American Christian church

The Church of Daniel's Band is a Wesleyan-Holiness Christian church originally organized in imitation of the early Methodist class meetings at Marine City, Michigan. The church has four congregations in the U.S. state of Michigan.

==Background==

The Church of Daniel's Band was founded in 1893 by former members of the Wesleyan Methodist Church. The main premise of the break was the doctrine of divine healing.

In the year of its foundation, it had four to five congregations with anywhere between 120 and 217 members and eight ministers.

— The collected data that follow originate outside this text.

PR #7049, opened 2025-04-15
fix(amazonq): validate customization on profile change

Will-ShaoHua:
## Problem
- Before
customization is bound to a specific idc instance

- After
customization is bound to a specific Q profile and an idc instance can have multi profiles

therefore each Q profile will have access to different sets of customization

## Solution
We need to validate if the selected customization is accessible from the user's selected profile, otherwise will get
```
*An error occurred while processing your request.*
This error is reported to the team automatically. We will attempt to fix it as soon as possible.
Details: The provided profile ARN and customization ARN is mismatched. (Service: CodeWhispererRuntime, Status Code: 403, 
```

---

### DIFF
--- a/packages/core/src/codewhisperer/activation.ts
+++ b/packages/core/src/codewhisperer/activation.ts
@@ -344,9 +344,9 @@ export async function activate(context: ExtContext): Promise<void> {
         ),
         vscode.commands.registerCommand('aws.amazonq.openEditorAtRange', openEditorAtRange),
         auth.regionProfileManager.onDidChangeRegionProfile(() => {
-            // validate user's still has access to the selected customization
+            // Validate user still has access to the selected customization.
             const selectedCustomization = getSelectedCustomization()
-            // no need to validate base customization which has empty arn
+            // No need to validate base customization which has empty arn
             if (selectedCustomization.arn.length > 0) {
                 getAvailableCustomizationsList()
                     .then(async (customizations) => {
@@ -357,7 +357,8 @@ export async function activate(context: ExtContext): Promise<void> {
                     })
                     .catch((e) => {
                         getLogger().error(
-                            `encounter error while validating selected customization on profile change: ${(e as Error).message}`
+                            `encounter error while validating selected customization on profile change: %s`,
+                            (e as Error).message
                         )
                     })
             }
--- a/packages/core/src/codewhisperer/activation.ts
+++ b/packages/core/src/codewhisperer/activation.ts
@@ -349,10 +349,10 @@ export async function activate(context: ExtContext): Promise<void> {
             // no need to validate base customization which has empty arn
             if (selectedCustomization.arn.length > 0) {
                 getAvailableCustomizationsList()
-                    .then((customizations) => {
+                    .then(async (customizations) => {
                         const r = customizations.find((it) => it.arn === selectedCustomization.arn)
                         if (!r) {
-                            void switchToBaseCustomizationAndNotify().then()
+                            await switchToBaseCustomizationAndNotify()
                         }
                     })
                     .catch((e) => {
--- a/packages/core/src/codewhisperer/activation.ts
+++ b/packages/core/src/codewhisperer/activation.ts
@@ -346,7 +346,7 @@ export async function activate(context: ExtContext): Promise<void> {
         auth.regionProfileManager.onDidChangeRegionProfile(() => {
             // Validate user still has access to the selected customization.
             const selectedCustomization = getSelectedCustomization()
-            // No need to validate base customization which has empty arn
+            // No need to validate base customization which has empty arn.
             if (selectedCustomization.arn.length > 0) {
                 getAvailableCustomizationsList()
                     .then(async (customizations) => {
--- a/packages/core/src/codewhisperer/activation.ts
+++ b/packages/core/src/codewhisperer/activation.ts
@@ -72,7 +72,12 @@ import { AuthUtil } from './util/authUtil'
 import { ImportAdderProvider } from './service/importAdderProvider'
 import { TelemetryHelper } from './util/telemetryHelper'
 import { openUrl } from '../shared/utilities/vsCodeUtils'
-import { notifyNewCustomizations } from './util/customizationUtil'
+import {
+    getAvailableCustomizationsList,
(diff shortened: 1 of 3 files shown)


Will-ShaoHua:
ew
```
 ERROR in Circular dependency detected:
  ../core/dist/src/codewhisperer/client/codewhisperer.js -> ../core/dist/src/codewhisperer/util/authUtil.js -> ../core/dist/src/codewhisperer/region/regionProfileManager.js -> ../core/dist/src/codewhisperer/util/customizationUtil.js -> ../core/dist/src/codewhisperer/client/codewhisperer.js

  ERROR in Circular dependency detected:
  ../core/dist/src/codewhisperer/region/regionProfileManager.js -> ../core/dist/src/codewhisperer/util/customizationUtil.js -> ../core/dist/src/codewhisperer/util/authUtil.js -> ../core/dist/src/codewhisperer/region/regionProfileManager.js

  ERROR in Circular dependency detected:
  ../core/dist/src/codewhisperer/util/authUtil.js -> ../core/dist/src/codewhisperer/region/regionProfileManager.js -> ../core/dist/src/codewhisperer/util/customizationUtil.js -> ../core/dist/src/codewhisperer/util/authUtil.js

  ERROR in Circular dependency detected:
  ../core/dist/src/codewhisperer/util/customizationUtil.js -> ../core/dist/src/codewhisperer/util/authUtil.js -> ../core/dist/src/codewhisperer/region/regionProfi
```

evanliu048 (approved):

packages/core/src/codewhisperer/activation.ts
```diff
@@ -337,7 +342,26 @@ export async function activate(context: ExtContext): Promise<void> {
...
+        auth.regionProfileManager.onDidChangeRegionProfile(() => {
+            // validate user's still has access to the selected customization
+            const selectedCustomization = getSelectedCustomization()
+            // no need to validate base customization which has empty arn
+            if (selectedCustomization.arn.length > 0) {
+                getAvailableCustomizationsList()
+                    .then((customizations) => {
+                        const r = customizations.find((it) => it.arn === selectedCustomization.arn)
+                        if (!r) {
+                            void switchToBaseCustomizationAndNotify().then()
```
justinmk3, line 355: `void` silences any errors, so the `.catch()` would not be called. and the `.then()` isn't needed in any case?

if you want to silence errors, the `.catch()` below is enough.

packages/core/src/codewhisperer/activation.ts
```diff
@@ -337,7 +342,26 @@ export async function activate(context: ExtContext): Promise<void> {
...
+                        }
+                    })
+                    .catch((e) => {
+                        getLogger().error(
+                            `encounter error while validating selected customization on profile change: ${(e as Error).message}`
```
justinmk3, line 360:
```suggestion
                        getLogger().error(
                            `encounter error while validating selected customization on profile change: %s`, (e as Error).message
```

packages/core/src/codewhisperer/activation.ts
Will-ShaoHua: > he void is the least preferred way to do that, because it will let the unresolved promise rejection go into the void and be handled at a random point by nodejs.

isee, didn't know this before thanks for pointing out Justin

packages/core/src/codewhisperer/activation.ts
```diff
@@ -337,7 +342,26 @@ export async function activate(context: ExtContext): Promise<void> {
             [...CodeWhispererConstants.securityScanLanguageIds],
             SecurityIssueCodeActionProvider.instance
         ),
-        vscode.commands.registerCommand('aws.amazonq.openEditorAtRange', openEditorAtRange)
+        vscode.commands.registerCommand('aws.amazonq.openEditorAtRange', openEditorAtRange),
+        auth.regionProfileManager.onDidChangeRegionProfile(() => {
+            // validate user's still has access to the selected customization
```
justinmk3, line 347:
```suggestion
            // Validate user still has access to the selected customization.
```

packages/core/src/codewhisperer/activation.ts
Will-ShaoHua: https://github.com/aws/aws-toolkit-vscode/pull/7049/commits/35a5045629de765037c3751c2c386f885764fb54

packages/core/src/codewhisperer/activation.ts
Will-ShaoHua: so is thiss the correct way to do async call in the `.then()` callback 
https://github.com/aws/aws-toolkit-vscode/pull/7049/commits/35a5045629de765037c3751c2c386f885764fb54

packages/core/src/codewhisperer/activation.ts
Will-ShaoHua: could you share what's the reason we prefer one over the other here

packages/core/src/codewhisperer/activation.ts
```diff
@@ -337,7 +342,27 @@ export async function activate(context: ExtContext): Promise<void> {
...
+        auth.regionProfileManager.onDidChangeRegionProfile(() => {
+            // Validate user still has access to the selected customization.
+            const selectedCustomization = getSelectedCustomization()
+            // No need to validate base customization which has empty arn.
+            if (selectedCustomization.arn.length > 0) {
+                getAvailableCustomizationsList()
+                    .then(async (customizations) => {
+                        const r = customizations.find((it) => it.arn === selectedCustomization.arn)
+                        if (!r) {
+                            await switchToBaseCustomizationAndNotify()
```
justinmk3, line 355: `switchToBaseCustomizationAndNotify()` is not slow, so it's ok for it to be await'd, right?

justinmk3 (approved):

packages/core/src/codewhisperer/activation.ts
justinmk3: see https://github.com/aws/aws-toolkit-vscode/pull/7049#discussion_r2045701021

packages/core/src/codewhisperer/activation.ts
Will-ShaoHua: gotcha, thanks for explanation :)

The name of the church was chosen based on the title of a sermon delivered by Charles Spurgeon, at the Metropolitan Tabernacle in Newington, London, on August 3, 1890. The sermon, titled "Daniel's Band," related the story of Daniel in the Old Testament. In that sermon, he exhorted his listeners, "The Lord preserved Daniel, and he will preserve you, dear friend, if you belong to 'Daniel's Band.' The church is also called a "band" as a reference to 1800s Wesleyan revival class meetings referred to as "bands" and "societies."

Its doctrines and polity are based on Methodism, though it prefers to be a "non-denominational Christian church." It stresses evangelism, perfectionism, fellowship, religious freedom, and asceticism.

It has historically been a small body, although it did experience a period of growth in the late 1910s and early 1920s. During that time, it grew from four local churches with 129 members to six local churches with 393 members in several states and provinces throughout the U.S. and Canada. Between 1950 and 1951, it again experienced a period of growth, going from 121 members to 200 members. In 2007, reports indicated it had between one and four employees.

All four of the church's congregations are in the state of Michigan. It is registered in Midland, Michigan, with additional congregations in Beaverton, Linwood, and Gladwin.

The Church of Daniel's Band's Campground in Beaverton hosts a week of services and fellowship each August.